Stop abusing your hardware? 

In all seriousness thou, you were asking far to much using all those green cards like that. I recommend you be a bit more careful in the future with your hardware to prevent this.


----------



## exodusprime1337 (Jul 18, 2010)

This is why i cover my mobo's in conformal coating, litterally every mobo i've ever bought has never died for that reason, i plug dummy cards and plugs into every single hole in the board, memory plugs and just dip the whole board, when it's done the super clean board is now completely protected from dust and particles that could cause the board to short.  It also stays cooler ironically because the urethane coating moves heat reletively well.  I used to do this because of ln2 and condensation, but now i just do it out of practice, i've never had a video card or mobo die on me andthat's a fact.


----------



## dustyshiv (Jul 18, 2010)

Radical_Edward said:


> Stop abusing your hardware?
> 
> In all seriousness thou, you were asking far to much using all those green cards like that. I recommend you be a bit more careful in the future with your hardware to prevent this.

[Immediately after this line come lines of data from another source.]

PR #1108, opened 2017-04-04
Fix bug that assumes all libraries have at least two packages

andrie:
This is a fix for the bug originally reported at https://support.rstudio.com/hc/communities/public/questions/203052576-setting-libpath-in-Rstudio

To replicate the error, use:

```r
loc <- normalizePath(tempdir())
assign(".lib.loc", loc, envir = environment(.libPaths))
```

The resulting error message is:

```
Error in pkgs.name[[i]] : subscript out of bounds
```

This happens because the code simplifies the result of `installed.packages()`, and if the library contains zero or one row, the simplification results in a vector, not a data frame.

The fix is to set `drop=FALSE` when returning columns of the data frame.

This bug manifests in the [`checkpoint` package on CRAN](https://cran.r-project.org/package=checkpoint). In the package is a workaround to fix this bug, and this has been working without problem for the best part of two years.  See the [checkpoint repo](https://github.com/RevolutionAnalytics/checkpoint/blob/master/R/fixRstudioBug.R).

### DIFF
--- a/src/cpp/session/modules/SessionPackages.R
+++ b/src/cpp/session/modules/SessionPackages.R
@@ -312,7 +312,7 @@ if (identical(as.character(Sys.info()["sysname"]), "Darwin") &&
                          desc=pkgs.desc,
                          url=pkgs.url,
                          loaded=pkgs.loaded,
-                         check.rows = FALSE,
+                         check.rows = TRUE,
                          stringsAsFactors = FALSE)
 
    # sort and return
--- a/src/cpp/session/modules/SessionPackages.R
+++ b/src/cpp/session/modules/SessionPackages.R
@@ -298,12 +298,9 @@ if (identical(as.character(Sys.info()["sysname"]), "Darwin") &&
 
    # build up vector of package versions
    instPkgs <- as.data.frame(installed.packages(), stringsAsFactors=F)
-   pkgs.version <- character(length=length(pkgs.name))
-   for (i in 1:length(pkgs.name)) {
-      pkgs.version[[i]] <- .rs.packageVersion(pkgs.name[[i]],
-                                              pkgs.library[[i]],
-                                              instPkgs)
-   }
+   pkgs.version <- sapply(seq_along(pkgs.name), function(i){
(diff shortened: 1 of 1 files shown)


jjallaire:
@kevinushey This LGTM. Could you review and merge?

src/cpp/session/modules/SessionPackages.R
```diff
@@ -315,7 +315,7 @@ if (identical(as.character(Sys.info()["sysname"]), "Darwin") &&
                          desc=pkgs.desc,
                          url=pkgs.url,
                          loaded=pkgs.loaded,
-                         check.rows = TRUE,
+                         check.rows = FALSE,
```
kevinushey: What's the motivation for this particular change?

andrie: I'll be honest that I don't understand why this is necessary. This argument checks that row names are consistent when creating a `data.frame`, and something seems to go wrong when checking row names on an empty data frame.

But I do know that I could not get this function to work in any other way.

kevinushey:
FWIW I still see the bug with your reproducible example (thanks for providing one!)

```
Error in pkgs.name[[i]] : subscript out of bounds
```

Will be more careful...As the saying goes "We learn from experiences." I learnt it the hard way though!!


----------



## Radical_Edward (Jul 18, 2010)

Yeah, I wouldn't be too happy to learn it that way thou. Makes me think about the bad capacitor thread. :shadedshu


----------



## segalaw19800 (Jul 19, 2010)

Radical_Edward said:


> Yeah, I wouldn't be too happy to learn it that way thou. Makes me think about the bad capacitor thread. :shadedshu



 ha aha ha I love that thread..


----------



## Rakesh95 (Jul 19, 2010)

Radical_Edward said:


> Makes me think about the bad capacitor thread. :shadedshu




Haha same here. Learnt the hard and expensive way oh well.


----------



## Radical_Edward (Jul 19, 2010)

Yeah, that thread makes mad me worry about my overclock, so I went and checked every cap on my mobo for heat/future venting, none are more than slightly warm. Should be fine.


----------



## Rakesh95 (Jul 19, 2010)

Radical_Edward said:


> Yeah, that thread makes mad me worry about my overclock, so I went and checked every cap on my mobo for heat/future venting, none are more than slightly warm. Should be fine.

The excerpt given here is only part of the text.